> [MATERIAL FOR THIS EXERCISE]
Segment Open

PR #2350, opened 2022-02-03
fix(pod): markdown import to update asset references

Harshita-mindfire:
Related to  https://github.com/dendronhq/dendron/issues/1237

### DIFF
--- a/packages/engine-test-utils/src/__tests__/pods-core/MarkdownPod.spec.ts
+++ b/packages/engine-test-utils/src/__tests__/pods-core/MarkdownPod.spec.ts
@@ -299,8 +299,8 @@ function setupImport(src: string) {
     { path: "A1/B1.md" },
     { path: "A1/B2.md" },
     { path: "A1/B1 B2.md" },
-    { path: "Folder/something.md" },
-    { path: "Folder/assets/image.JPEG" },
+    { path: "Folder/Media/something.md" },
+    { path: "Folder/Media/image.JPEG" },
   ]);
 }
 
@@ -488,7 +488,6 @@ describe("markdown import pod", () => {
             noAddUUID: true,
           },
         });
-        console.log("wsRoot", wsRoot);
         const assetsDir = fs.readdirSync(path.join(vpath, "assets"));
         const fileBody = fs.readFileSync(path.join(vpath, "project.p4.md"), {
           encoding: "utf8",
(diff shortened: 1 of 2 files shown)


packages/engine-test-utils/src/__tests__/pods-core/MarkdownPod.spec.ts
```diff
@@ -487,6 +489,7 @@ describe("markdown import pod", () => {
             noAddUUID: true,
           },
         });
+        console.log("wsRoot", wsRoot);
```
kevinslin, line 492: remove console.log

kevinslin (changes requested):
can you make sure the github pr follows our commit style message? we should be able to copy the title of the message and add it to the changelog

[[Commit Style|dendron://dendron.docs/dev.process.review#commit-style]]

packages/engine-test-utils/src/__tests__/pods-core/MarkdownPod.spec.ts
```diff
@@ -503,11 +505,21 @@ describe("markdown import pod", () => {
...
+          path.join(vpath, "folder.something.md"),
+          {
+            encoding: "utf8",
+          }
+        );
         expect(fileBody.match("test.txt")).toBeTruthy();
         const assetPath = path.join("assets", "test.txt").replace(/[\\]/g, "/");
+        const imagePath = path
+          .join("assets", "image.JPEG")
+          .replace(/[\\]/g, "/");
```
SeriousBug, line 518: nitpick: `path.posix.join` will always use unix style joins instead if that's the intention. Or just type `assets/image.JPEG` directly :)

packages/pods-core/src/builtin/MarkdownPod.ts
```diff
@@ -353,7 +353,7 @@ export class MarkdownImportPod extends ImportPod<MarkdownImportPodConfig> {
   }
 
   static cleanAssetPath(path: string): string {
-    return path.replace(/[\\|/.]/g, "");
+    return path.toLowerCase().replace(/[\\|/.]/g, "");
```
SeriousBug, line 356: Won't this cause problems on case sensitive OSs like Linux/Mac? I think we should preserve the case of the file paths

SeriousBug (changes requested):
I have one concern about case-sensitive OSs. Could you explain a bit why we need to lowercase the file path? What was the problem in the referenced issue? How does lowercasing it fix that?

packages/engine-test-utils/src/__tests__/pods-core/MarkdownPod.spec.ts
```diff
@@ -503,11 +505,21 @@ describe("markdown import pod", () => {
...
         expect(fileBodyContent).toContain(`[test-pdf](/${assetPath})`);
         expect(fileBody2Content).toContain(`[test-pdf](/${assetPath})`);
-        expect(assetsDir.length).toEqual(3);
+        expect(fileBody3Content).toContain(`[image](/${imagePath})`);
```
SeriousBug, line 521: This test doesn't seem to test the linked issue. In the linked issue, the markdown file contains a link where the asset is in the same directory as the note, and the link looks like ``. The link is relative from the note file itself and not the root folder we're importing from.

SeriousBug (approved):
After talking to Harshita I see how this PR fixes the issue. Looks good to me.

kevinslin (approved):

kevinslin:
Looks good. can you update the github issue link so it doesn't autoclose? see updated SOP on that in https://github.com/dendronhq/dendron-docs/commit/683f8a4c7f5fc16dda6429e40c0fb4efc4881e8e

afterwards, feel free to add to release notes according to [[Ready to Ship|dendron://private/area.product.sop.ready-to-ship]]. note the changes in https://github.com/dendronhq/org-private/commit/1f69fa963d1c3aa29132078e3330166e38cbf410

Segment Closed

> [EXERCISE DESCRIPTION] An exact repetition of all the entries is required.

> [WRITTEN SOLUTION]
PR #2350, opened 2022-02-03
fix(pod): markdown import to update asset references

Harshita-mindfire:
Related to  https://github.com/dendronhq/dendron/issues/1237

### DIFF
--- a/packages/engine-test-utils/src/__tests__/pods-core/MarkdownPod.spec.ts
+++ b/packages/engine-test-utils/src/__tests__/pods-core/MarkdownPod.spec.ts
@@ -299,8 +299,8 @@ function setupImport(src: string) {
     { path: "A1/B1.md" },
     { path: "A1/B2.md" },
     { path: "A1/B1 B2.md" },
-    { path: "Folder/something.md" },
-    { path: "Folder/assets/image.JPEG" },
+    { path: "Folder/Media/something.md" },
+    { path: "Folder/Media/image.JPEG" },
   ]);
 }
 
@@ -488,7 +488,6 @@ describe("markdown import pod", () => {
             noAddUUID: true,
           },
         });
-        console.log("wsRoot", wsRoot);
         const assetsDir = fs.readdirSync(path.join(vpath, "assets"));
         const fileBody = fs.readFileSync(path.join(vpath, "project.p4.md"), {
           encoding: "utf8",
(diff shortened: 1 of 2 files shown)


packages/engine-test-utils/src/__tests__/pods-core/MarkdownPod.spec.ts
```diff
@@ -487,6 +489,7 @@ describe("markdown import pod", () => {
             noAddUUID: true,
           },
         });
+        console.log("wsRoot", wsRoot);
```
kevinslin, line 492: remove console.log

kevinslin (changes requested):
can you make sure the github pr follows our commit style message? we should be able to copy the title of the message and add it to the changelog

[[Commit Style|dendron://dendron.docs/dev.process.review#commit-style]]

packages/engine-test-utils/src/__tests__/pods-core/MarkdownPod.spec.ts
```diff
@@ -503,11 +505,21 @@ describe("markdown import pod", () => {
...
+          path.join(vpath, "folder.something.md"),
+          {
+            encoding: "utf8",
+          }
+        );
         expect(fileBody.match("test.txt")).toBeTruthy();
         const assetPath = path.join("assets", "test.txt").replace(/[\\]/g, "/");
+        const imagePath = path
+          .join("assets", "image.JPEG")
+          .replace(/[\\]/g, "/");
```
SeriousBug, line 518: nitpick: `path.posix.join` will always use unix style joins instead if that's the intention. Or just type `assets/image.JPEG` directly :)

packages/pods-core/src/builtin/MarkdownPod.ts
```diff
@@ -353,7 +353,7 @@ export class MarkdownImportPod extends ImportPod<MarkdownImportPodConfig> {
   }
 
   static cleanAssetPath(path: string): string {
-    return path.replace(/[\\|/.]/g, "");
+    return path.toLowerCase().replace(/[\\|/.]/g, "");
```
SeriousBug, line 356: Won't this cause problems on case sensitive OSs like Linux/Mac? I think we should preserve the case of the file paths

SeriousBug (changes requested):
I have one concern about case-sensitive OSs. Could you explain a bit why we need to lowercase the file path? What was the problem in the referenced issue? How does lowercasing it fix that?

packages/engine-test-utils/src/__tests__/pods-core/MarkdownPod.spec.ts
```diff
@@ -503,11 +505,21 @@ describe("markdown import pod", () => {
...
         expect(fileBodyContent).toContain(`[test-pdf](/${assetPath})`);
         expect(fileBody2Content).toContain(`[test-pdf](/${assetPath})`);
-        expect(assetsDir.length).toEqual(3);
+        expect(fileBody3Content).toContain(`[image](/${imagePath})`);
```
SeriousBug, line 521: This test doesn't seem to test the linked issue. In the linked issue, the markdown file contains a link where the asset is in the same directory as the note, and the link looks like ``. The link is relative from the note file itself and not the root folder we're importing from.

SeriousBug (approved):
After talking to Harshita I see how this PR fixes the issue. Looks good to me.

kevinslin (approved):

kevinslin:
Looks good. can you update the github issue link so it doesn't autoclose? see updated SOP on that in https://github.com/dendronhq/dendron-docs/commit/683f8a4c7f5fc16dda6429e40c0fb4efc4881e8e

afterwards, feel free to add to release notes according to [[Ready to Ship|dendron://private/area.product.sop.ready-to-ship]]. note the changes in https://github.com/dendronhq/org-private/commit/1f69fa963d1c3aa29132078e3330166e38cbf410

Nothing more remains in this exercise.